# What can live with angelfish?



## 1stAquarium (Jan 4, 2010)

A friend of mine wants to get some, but doesn't know what you can keep with them. He currently has just neon tetras and guppies, he would be buying a bigger tank (about 200 litres I think).


----------



## jeaninel (Aug 24, 2007)

I keep mine with Rummynose, Harlequin Rasboras, cories and a Bristlenose pleco with no problems. The neons might become a snack for the angel once it's full grown.


----------



## 1stAquarium (Jan 4, 2010)

Yeah I thought so, I think he's going to give me his neons once my tanks are sorted, and take his guppies back to the LFS. He actually wanted to get some harlequins. Guppies can't live with angelfish right?
Thanks for reply, keep them coming for more ideas!


----------



## Angel079 (Feb 14, 2007)

As long as the friend got at least a 55g (200l) so he/she has enough room for adult Angels too - Anything peaceful and non fin nipping goes for them really.


----------



## 1stAquarium (Jan 4, 2010)

Yeah he said it was about 44 UK gallons so almost 55 US gallons or 208 litres. So guppies would be out? I think he's sick of the fry anyway, keeps giving them to me lol. What can you NOT keep with angels? And would there be room/compatibility for any other cichlids?


----------



## Angel079 (Feb 14, 2007)

For the Guppy I have no first hand exp, had no Guppys with my Angels, the males MAY go after the fins of the Angels, but I can't promise you that. But it sure as heck would eliminate any fry question from there on out, those would def be a snack for the Angels. Anything that fis their mouth now, and later as adult is fair game (Neon Tetras, Guppies, Pygmy Rasboras).
Considering the Angels need a water of pH 5-6.2 and KH 2-5 I pers can't think of a cichlid that's fitting this type of water from the top my head and is peaceful others then some Kribensis.
Another good fin nipper is Serpae Tetra's I'd not add these to the tank.

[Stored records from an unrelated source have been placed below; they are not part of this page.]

PR #395, opened 2018-06-22
common: Fix buffer search wrongly showing on upgrade

digitalcircuit:
## In short

* Fix initialization of default values when upgrading `BufferViewConfig`
  * Fixes wrongly enabling persistent buffer search on upgrade
  * Matches defaults for fresh configuration
  * Avoids cluttering the UI for upgrades, less likely to get complaints
  * Can still enable in the settings UI as before, or use keyboard shortcut
* Add more documentation

Criteria | Rank | Reason
Impact | ★★☆ *2/3* | Avoids user-facing unexpected UI changes on upgrade
Risk | ★☆☆ *1/3* | Possible wrong `BufferViewConfig` defaults, broken loading

*Polishes [changes made in pull request #190](https://github.com/quassel/quassel/pull/190).*

### Steps
1.  Set up Quassel core `0.12.5`
2.  Connect with a client, add a network
3.  Upgrade Quassel core to latest git commit
4.  Connect with a `0.13` client

### Before
`Show search` is wrongly activated on all buffer views.

### After
`Show search` is kept disabled, following the default from a fresh (non-upgrade) configuration.

### DIFF
--- a/src/common/bufferviewconfig.h
+++ b/src/common/bufferviewconfig.h
@@ -23,6 +23,7 @@
 
 #include "syncableobject.h"
 
+#include "bufferinfo.h"
 #include "types.h"
 
 class BufferViewConfig : public SyncableObject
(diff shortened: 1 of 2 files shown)


digitalcircuit:
*Small aside: @sandsmark , after mentioning this to you months ago, I finally figured it out!  Thanks again for getting the feature to a merge-able state in the first place :slightly_smiling_face:*

sandsmark:
could probably default initialize the rest of the members as well, though

src/common/bufferviewconfig.h
```diff
@@ -132,14 +133,18 @@ public slots:
     int _bufferViewId;
     QString _bufferViewName;
     NetworkId _networkId;
```
Sput42: Agreeing with @sandsmark here, this property is never initialized. Please just initialize to 0, while you're at it.

digitalcircuit: Noted!  Setting the `int` to 0, the others to `{}`, default constructor.

digitalcircuit:
Should be fixed now!

src/common/bufferviewconfig.h
```diff
@@ -129,17 +130,21 @@ public slots:
...
-    bool _addNewBuffersAutomatically;
-    bool _sortAlphabetically;
-    bool _hideInactiveBuffers;
-    bool _hideInactiveNetworks;
-    bool _disableDecoration;
-    int _allowedBufferTypes;
-    int _minimumActivity;
-    bool _showSearch;
+    int _bufferViewId = 0;
+    QString _bufferViewName = {};
```
Sput42: This wouldn't be necessary (QString is default-initialized to an empty string), but it doesn't really hurt, either.

digitalcircuit: This is specific to QString, right?  The original bug arose with `bool _showSearch` *not* default-initializing to `false`.. which is because it's a primitive and not an object-type, right?  Or is there something else at play here?

*Aside, I'll force-push this evening now that AppVeyor's fixed.  Might as well add the comments to these newly default-initialized variables, too.*

digitalcircuit:
Updated code comments, and now that AppVeyor's fixed (*thanks again to TheOneRing for all the maintenance!*), build is green, too :slightly_smiling_face:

Just tell your friend to join the forum so we can talk and see what he / she likes and narrow it down that way.


----------



## 1stAquarium (Jan 4, 2010)

Yeah I keep telling him but he's swaying between getting a big tank or a bearded dragon lol. Our pH is like 7.5. I would like to keep angels myself in the future but I don't think I have enough room at the moment?
And can't bring myself to trade any of my fish p


----------



## jeaninel (Aug 24, 2007)

Keyholes, Rams and Festivums would be some other cichlids that would work.


----------



## 1stAquarium (Jan 4, 2010)

Thanks, just googled them, the rams look really pretty especially!


----------



## jeaninel (Aug 24, 2007)

Just a note on the rams..the Bolivian rams are hardier and easier to keep than the German Blue rams. The German Blue rams are much more sensitive to water parameters and need a low PH to be happy. So it might be better to just consider the Bolivians.


----------



## 1stAquarium (Jan 4, 2010)

Ok thank you, I will let him know!

I think my own ventures into angelfish will have to be restricted to the distant future as I can't afford/fit in my house (!) a big enough tank!

For (nearer) future and personal reference, is there anything a little more advanced I could keep in my 24 UK gal (29 US gal) tank with 2 mollies, 10 minnows, 2 barbs, 1 catfish and 6 guppies?
I would really like to try my hand at breeding something a little more difficult (than livebearers!) that I can hopefully sell?
Maybe a female betta? Any other suggestions?
Thanks guys!


----------



## Angel079 (Feb 14, 2007)

Thumbs up on the Bolivian Ram, hadn't thought about them earlier.
What size tank do you have saying you ant Angel too, and/ or who's already living in it?

I think saying I breed livebearers ain't fair lol they are like bunnies w/out any of your doing there lol
In the set up you have, may that be Betta, Dwarf Gouramies, Cory the problem will be the eggs will be ate by your barbs in no time.
What I pers found most awarding and interesting was breeding Killi (the one's on my profile pic here) but that requires quite some work for adequate water, picking off eggs etc. But also there, I had a species tank set up for that, won't really fly breeding those in a community tank.
If you want something lil to breed and be easy to keep: get yourself a 10g (sorry donno what that is in UK g) and a shrimp farm started, easy to breed under good water, lil maintenance and you sure can always sell those.


----------



## 1stAquarium (Jan 4, 2010)

Yeah lol, that's what I mean, I want to get involved with breeding fish that require actually doing something!p

Hmm I was thinking of giving the barbs away, they are my least favourite fish to be honest but I feel a bit mean! I would have a breeding tank set up for the bettas - another thought, does the male have to be completely on his own with the bubble nest once spawning has taken place? I know you remove the female but if he was living in a larger tank with neon tetras do you think there would be any aggression over the babies/eating of the eggs on their part?

I'm just getting some ideas here, I'm open to suggestions!

PS. my tank size and inhabitants are in a previous post ^^


----------



## iamntbatman (Jan 3, 2008)

Breeding bettas is extremely difficult. First off, you need a breeding tank (long and low with a divider and plenty of floating plants). You'll need a large tank (a 40g breeder would do) for the female fry and individual 1g+ containers for all of the male fry (possibly in the hundreds). In other words, breeding bettas is a serious time and money investment that requires tons of room in your house. I wouldn't recommend it at all to someone not fully committed to it.

How about a pair of kribensis cichlids? They can become somewhat aggressive when spawning but they're fairly easy to breed.


----------



## 1stAquarium (Jan 4, 2010)

Good point, I hadn't quite thought that far! I think I'll just stick with the fish I have and try my hand at breeding the minnows etc for now 
Thank you!


----------